Повернув за угол, я пересекла один из моих любимых районов. Все дома содержались в опрятном состоянии, с горшками и кашпо, полными ярких цветов. Однажды я накопила на свой собственный горшок с растениями, но мама вырвала маргаритки, сказав, что это пустая трата совершенно хороших денег. Но я догадалась, что выпивка и сигареты не были пустой тратой.
Однажды у меня будут свои цветы. Их будет так много, что я заблужусь в их море. Мне просто нужно было пережить выпускной год. Получить одну из стипендий, на которые я подала заявку. И вырваться на свободу.
Когда я свернула на другую улицу, дома вокруг меня изменились. Не такие ухоженные. Трава местами была неровной, а краска немного выцвела.
Прогулка домой была молчаливой подготовкой к тому, что должно было произойти. Напоминающей мне готовиться к тому, что может ждать меня впереди. Потому что, что бы это ни было, хорошим это не назовешь.
К тому времени, когда я добралась до своей улицы, дома приобрели удручающий оттенок, который никто не смог бы опознать. Либо потому, что люди слишком усердно работали, пытаясь удержаться на плаву, чтобы тратить хоть что-то на свою собственность, либо потому, что им просто было все равно. Краска облупилась с фасадов домов, трава больше походила на джунгли или была выжжена неизвестно кем, а во дворах валялся мусор.
Когда я тащилась по потрескавшейся подъездной дорожке, чей-то голос остановил меня на полпути.
— Ты опоздала.
Голос звучал так, словно его покрыли наждачной бумагой и окунули в кислоту. Хриплый и отрывистый, как будто не каждый звук мог вырваться из ее горла.
Я замерла, заставляя себя посмотреть на женщину на ступеньках крыльца. Я бы не стала называть ее «мамой». Даже в моем воображении. В ней определенно нельзя было узнать женщину, которая меня вырастила. Не то чтобы тогда она тоже была особенно приветлива. Она всегда была… отстраненной. Но у меня был отец, так что это не имело значения.
Но теперь женщина, которая когда-то была такой собранной… слабела. На ней были обрезанные джинсы, которые больше походили на нижнее белье, чем на шорты, майка с глубоким вырезом и каким-то пятном, из-под которой выглядывали неоново-зеленые бретельки бюстгальтера, а изо рта торчала сигарета. Ее волосы, которые когда-то были глубокого каштанового оттенка, теперь обесцветились почти на дюйм. Вчерашний макияж как бы растаял на лице, делая ее похожей на енота.
— Я сказала, что ты опоздала, Лейтон, — огрызнулась она.
— У меня была школа, — тихо сказала я, давно поняв, что спорить с ней никогда не было хорошей идеей, а повышать голос было катастрофой. Все, что я могла делать, это спокойно давать объяснения и надеяться, что она сочтет их оправдательными.
Мэриенн фыркнула.
— Какая пустая трата времени. Не похоже, что ты когда-нибудь чего-нибудь добьешься.

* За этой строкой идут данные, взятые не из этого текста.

PR #63, opened 2015-10-22
64bit sdk fix, kernel newer than 4.0 fix, arch.py cleanup

sknsean:
Some fixes and some cleanup

### DIFF
--- a/classes/kernel.oeclass
+++ b/classes/kernel.oeclass
@@ -134,11 +134,11 @@ do_compile_kernel () {
 		export KBUILD_BUILD_VERSION="$BUILD_TAG"
 	fi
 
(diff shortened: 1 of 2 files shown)


esben:
Ok, so any 2.6 kernels and older, and any 3.x kernels older than 3.7.
So if the header layout change went in at 3.7, it should be perfect :)

sknsean:
I haven't checked if the header change was in 3.7 but I guess the original author have done this ;-)

sknsean:
Should I remove the glibc 64bit sdk fix from this pull request?

esben:
Yes, if you remove that, we can merge the other two now. But please repost the 64 bit sdk fix in another PR. We clearly want it merged :)

PR #66, opened 2015-10-26
gcc5.3

sknsean:
Take a look :-)


sknsean:
https://github.com/sknsean/core/commit/6c21aadae82a7bd2f392340685201e0ea80a705a

recipes/gcc/gcc-5.2.0.inc
```diff
@@ -0,0 +1,4 @@
+SRC_URI:>TARGET_CPU_x86_64 = " file://x86_64-multilib-dirnames.patch"
+
+SRC_URI += "file://mingw32-path-fixup.patch"
+#SRC_URI += "file://pr-64839-libsanitizer.patch"
```
esben: You should probably remove this line.

recipes/gcc/gcc-common.inc
```diff
@@ -137,13 +137,15 @@ do_configure_args ?= ""
...
     args = []
-    for arg_name in ('arch', 'cpu', 'tune'):
+    for arg_name in ('cpu', 'arch', 'tune'):
         if not d.get('ARCH_HAS_WITH_' + arg_name.upper()):
             continue
         arg_value = d.get('TARGET_M' + arg_name.upper())
         if not arg_value:
             continue
         args.append('--with-%s=%s'%(arg_name, arg_value))
+        if "cpu" in arg_name and "arm" in arg_value:
```
esben: Could you add a comment on what this line achieves, so that the when the next guy comes around here doesn't end up with to many question marks?

sknsean:
Fixed the whitespace bug in the comment line :-)

recipes/gcc/gcc-common.inc
```diff
@@ -137,13 +137,16 @@ do_configure_args ?= ""
...
     args = []
-    for arg_name in ('arch', 'cpu', 'tune'):
+    for arg_name in ('cpu', 'arch', 'tune'):
         if not d.get('ARCH_HAS_WITH_' + arg_name.upper()):
             continue
         arg_value = d.get('TARGET_M' + arg_name.upper())
         if not arg_value:
             continue
         args.append('--with-%s=%s'%(arg_name, arg_value))
+	#For arm targets it's only allowed to set either mcpu or march and mtune
```
esben: I still see a tab...

sknsean:
Now i have added the fixup of my whitespace bug and pushed it

esben:
LGTM.  I need to branch out 5.x before merging this though.

esben:
Maybe update to gcc 5.3...

sknsean:
Yes I'm testing with gcc 5.3 :-)

sknsean:
@esben i think this is ready

sknsean:
How about this then?
if "cpu" == arg_name and (arg_value.startswith("arm") or arg_value.startswith("cortex")): 

The cpu arch for arm could be arm11** or cortex-a* therefore this hack :-)

esben:
Uh, I really don't think that CPU arch can ever be cortex-a*.  At least in OE-lite, I believe that we require arm arch tuples must start with arm-*.  Where did you see an cortex-a* arch tuple?

sknsean:
The "cpu" in this context is the mcpu from the arch.py file and therefore yes the cpu can be a cortex-a53

recipes/ncurses/ncurses.inc
```diff
@@ -91,7 +91,7 @@ AUTO_PACKAGE_UTILS_RDEPENDS += "libncurses"
 FILES_${PN} = "${datadir}/tabset ${sysconfdir}/terminfo"
 RDEPENDS_${PN}-tools += "${AUTO_PACKAGE_UTILS_PROVIDES}"
 FILES_${PN}-terminfo = "${datadir}/terminfo ${libdir}/terminfo"
-FILES_${PN}-dev += "${bindir}/ncurses5-config"
+FILES_${PN}-dev += "${bindir}/ncurses?-config"
```
kimrhh: probably safer with [5-6] if you want to do pattern matching, to avoid random explodes when they make a ncurses7

recipes/gcc/gcc_5.3.0.oe
```diff
@@ -0,0 +1,15 @@
...
+#AUTO_PACKAGE_LIBS:>TARGET_CPU_x86_32 = " cilkrts vtv"
+#AUTO_PACKAGE_LIBS:>TARGET_CPU_i686 = " cilkrts vtv"
+
+FILES_${PN} += "${libdir}/libcc1.*"
+
+AUTO_PACKAGE_LIBS += "gomp-plugin-host"
+DEPENDS_${PN}-libgomp += "libgomp-plugin-host"
+RDEPENDS_${PN}-libgomp += "libgomp-plugin-host"
+
+#FILES_${PN}-
```
kimrhh: are we adding this in parallel with gcc-4.x ? since there is no deletion of the old version

kimrhh: kill!

recipes/ncurses/ncurses/ncurses-5.9-gcc-5.patch
```diff
@@ -0,0 +1,46 @@
...
++
+ $preprocessor $TMP 2>/dev/null \
+-| sed \
+-	-e 's/  / /g' \
+-	-e 's/^ //' \
+-	-e 's/_Bool/NCURSES_BOOL/g' \
++| sed -f $ED1 \
+ | $AWK -f $AW2 \
+ | sed -f $ED3 \
+ | sed \
```
kimrhh: why do we need a ncurses-5 patch for ncurses6 :P

sknsean:
target_cpu = d.get('TARGET_CPU');
...
if "cpu" == arg_name and (target_cpu == "arm" or target_cpu == "aarch64"):

PR #70, opened 2015-11-05
make: packageqa fixes

sknsean:

### DIFF
--- a/recipes/make/make.inc
+++ b/recipes/make/make.inc
@@ -12,6 +12,9 @@ RECIPE_TYPES = "native sdk"
 
 DEPENDS = ""
 
+DEPENDS_${PN} = "libc"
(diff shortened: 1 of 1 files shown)


recipes/make/make.inc
```diff
@@ -12,6 +12,9 @@ RECIPE_TYPES = "native sdk"
 
 DEPENDS = ""
 
+DEPENDS_${PN} = "libc"
+RDEPENDS_${PN}:sdk = "libc"
```
esben: Why the ':sdk' override?

sknsean:
Oh at first I did write RDEPENDS = "libc" and it complained, so i added the :sdk.
Later i added the _${PN} so i guess the :sdk is not needed then...

PR #71, opened 2015-11-05
glibc 2.22

sknsean:
Maybe for milestone 6.0.0


esben:
LGTM, but waiting for jenkins to give green light :)

esben:
You should probably apply the following patch to valgrind:
https://github.com/envytools/valgrind/commit/243de7f3e62e2d22fae1be08b5e28d5afef5f040

sknsean:
Do I need to include all the patches from https://sourceware.org/git/?p=glibc.git;a=shortlog;h=refs/heads/release/2.22/master in this PR?

esben:
Maybe.  But in that case, please don't convert the git commit log to a patch series.  Switch to git fetcher, and fetch the proper commit.  And keep it in separate commit, so we can play with revert on it in case of problems.

sknsean:
Glibc 2.23 have been released :-)
@esben do you want 2.22 or 2.23 for 6.0.0?

esben:
AFAIK, 2.23 is not released yet.  Until then, head of 2.22 release branch should be used.  Upgrading to 2.23 as soon as it is released.

esben:
LGTM

PR #72, opened 2015-11-10
kernel: clean up device tree handling

kimrhh:
The current device tree handling is a mess regarding naming. Try
to avoid confusion by consistently talking about "Device Tree Source"
when referring to .dts files, "Device Tree Binary" when referring to
.dtb files and "Device Tree Compiler" when referring to dtc.

It should now be able to handle a number of use-cases:

 - a compiled device tree is provided (.dtb)
 - a device tree source file should be compiled
	- using external dtc
	- using kernel dtc
	- using the in-kernel make target
 - flags can be given to the in-kernel dtc

Also clean up documentation, talking about kernel images when
explaing device tree variables.


classes/kernel.oeclass
```diff
@@ -15,10 +15,14 @@
 ##          DEPENDS_KERNEL_INITRAMFS to acquire the initramfs.
 ## @useflag ramdisk_image_compression Compression of the ramdisk image. Set to
 ##          none by default.
-## @useflag kernel_dtb Name of the compiled Device tree source (dts).
-## @useflag kernel_dtc Whether to use the linux device tree compiler (dtc).
+## @useflag kernel_dtb Name of the (already compiled) Device tree binary (dtb)
```
esben: I don't think it was ever meant as a way to provide an already compiled dtb file.  The idea was (AFAIR) to use USE_kernel_dtb to specify the dtb file that will be build by kbuild process.

classes/kernel.oeclass
```diff
@@ -15,10 +15,14 @@
...
+##          to be installed into boot directory. kernel_dts makes this
+##          unnecessary.
+## @useflag kernel_dtc Whether to use the device tree compiler (dtc) from the
+##          kernel source tree being built. If not set, dtc from oe-lite recipe
+##          will be used.
 ## @useflag kernel_dtc_flags Flags for the device tree compiler (dtc).
-## @useflag kernel_dtc_source Device tree source (dts).
+## @useflag kernel_dts Name of the Device tree source (dts) to be compiled
```
esben: Clearly a more appropriate name :)  But perhaps add "file", so it reads "Name of the Device tree source (dts) file to be compiled".

classes/kernel.oeclass
```diff
@@ -238,38 +239,47 @@ UIMAGE_KERNEL_OUTPUT = ""
...
 addhook kernel_devicetree_init to post_recipe_parse after set_useflags
 def kernel_devicetree_init(d):
-    kernel_dtc = d.get('USE_kernel_dtc')
     kernel_dtb = d.get('USE_kernel_dtb')
-    if kernel_dtc and kernel_dtc != 0:
-	kernel_dtc_source = d.get('USE_kernel_dtc_source')
-	dts = os.path.basename(kernel_dtc_source)
+    kernel_dtc = d.get('USE_kernel_dtc')
+    kernel_dts = d.get('USE_kernel_dts')
+    if (kernel_dtc and kernel_dts != 0) or kernel_dts != 0:
```
esben: Did you mean
```python
   if (kernel_dtc and kernel_dtc != 0) or kernel_dts != 0:
```
?

classes/kernel.oeclass
```diff
@@ -238,38 +239,47 @@ UIMAGE_KERNEL_OUTPUT = ""
...
+	kernel_dts = d.get('USE_kernel_dts')
+        dts_dir,dts = os.path.split(kernel_dts)
```
esben: minor whitespace mess...

classes/kernel.oeclass
```diff
@@ -238,38 +239,47 @@ UIMAGE_KERNEL_OUTPUT = ""
...
 	(dts_name, dts_ext) = os.path.splitext(dts)
 	if dts_ext != '.dts':
 	    dts_name = dts
-	d.set('KERNEL_DEVICETREE', dts_name + ".dtb")
+	d.set('KERNEL_DTB_FILE', dts_name + ".dtb")
+        if kernel_dts != d.get('KERNEL_DTB_DIR'):
```
esben: This seems like bad naming.  When would USE_kernel_dts (dts file name) be equal to KERNEL_DTB_DIR (Location of the compiled devicetree)?

Also, minor whitespace issue again.

classes/kernel.oeclass
kimrhh: ok so the make target that is automatically there when the corresponding .dts is present?

Think those two things should be seperated then, I do see a use for specifying a .dtb directly as well anyway

classes/kernel.oeclass
kimrhh: maybe, but that whole function seems to try to automatically figure out how things should be set up, I honestly don't like that. How about we just have flags for all settings, and then error out if the combinations are wrong? e.g. allow the users to specify DTBDIR with a USE as well

classes/kernel.oeclass
kimrhh: think this is due to the "try to figure out stuff" mentioned above, agree it doesn't look right, will take another look when you have replied :)

classes/kernel.oeclass
esben: That might be a good idea.  But the problem is coming up with USE flags / variables that both allow specifying all relevant configurations, while still making it possible to figure out how to do just that.  When that is achived, I agree with you, we should error out when something is wrong, instead of trying to figure out what to do.

kimrhh:
this version of the PR has been tested with various setups, including external dtb file, no dtb (x86) and various settings for in-kernel dts/dtb. I think it is as ready as it gets for merging :)

esben:
Yes, let's do it like this :+1:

Я ненавидела то, что эти слова все еще причиняли боль. Что они клеймили мою кожу, оставляя невидимые шрамы, соответствующие тем, которые были хорошо видны. Это было так, как если бы она пыталась опровергнуть все, что когда-либо говорил мне отец. Что я могу делать все, что взбредет в голову. Что я была доброй и умной. Прекрасной во всех отношениях. Но для Мэриенн я всегда была никем.
Я хранила молчание. Ждала большего. Что меня отругают или отошлют прочь, иногда бывало еще хуже. Но сейчас, чтобы ожидать худшего, она казалась слишком измученной похмельем.
— Мы с Чаком собираемся куда-нибудь сегодня вечером. Ты приберешься в доме, пока нас не будет. В каждой комнате.
Каждый мускул в моем теле напрягся при звуке его имени. Парень Мэриенн отличался жестокостью другого рода. И от комментариев, которые он делал за последний год, у меня скрутило живот. Я боялась, что эти комментарии перерастут в действия.
— Хорошо, — сказала я.
— Говори громче, — рявкнула Мэриенн.
— Хорошо, — повторила я громче.
Она прищурилась.
— Ты мне перечишь?
Это была игра, в которую мы всегда играли. Она обвиняла меня в том, в чем я не была виновата, а потом придумывала множество способов наказать меня за это.
— Нет, мэм.
Мэриенн рассмеялась, но в ее смехе был какой-то неприятный оттенок.
— Просто помни, я могу вышвырнуть тебя отсюда, когда мне, черт возьми, заблагорассудится, так что тебе лучше отрабатывать свое содержание.
Я просто кивнула, мое горло слишком сжалось, чтобы говорить.
— Убирайся с глаз долой, — отрезала она.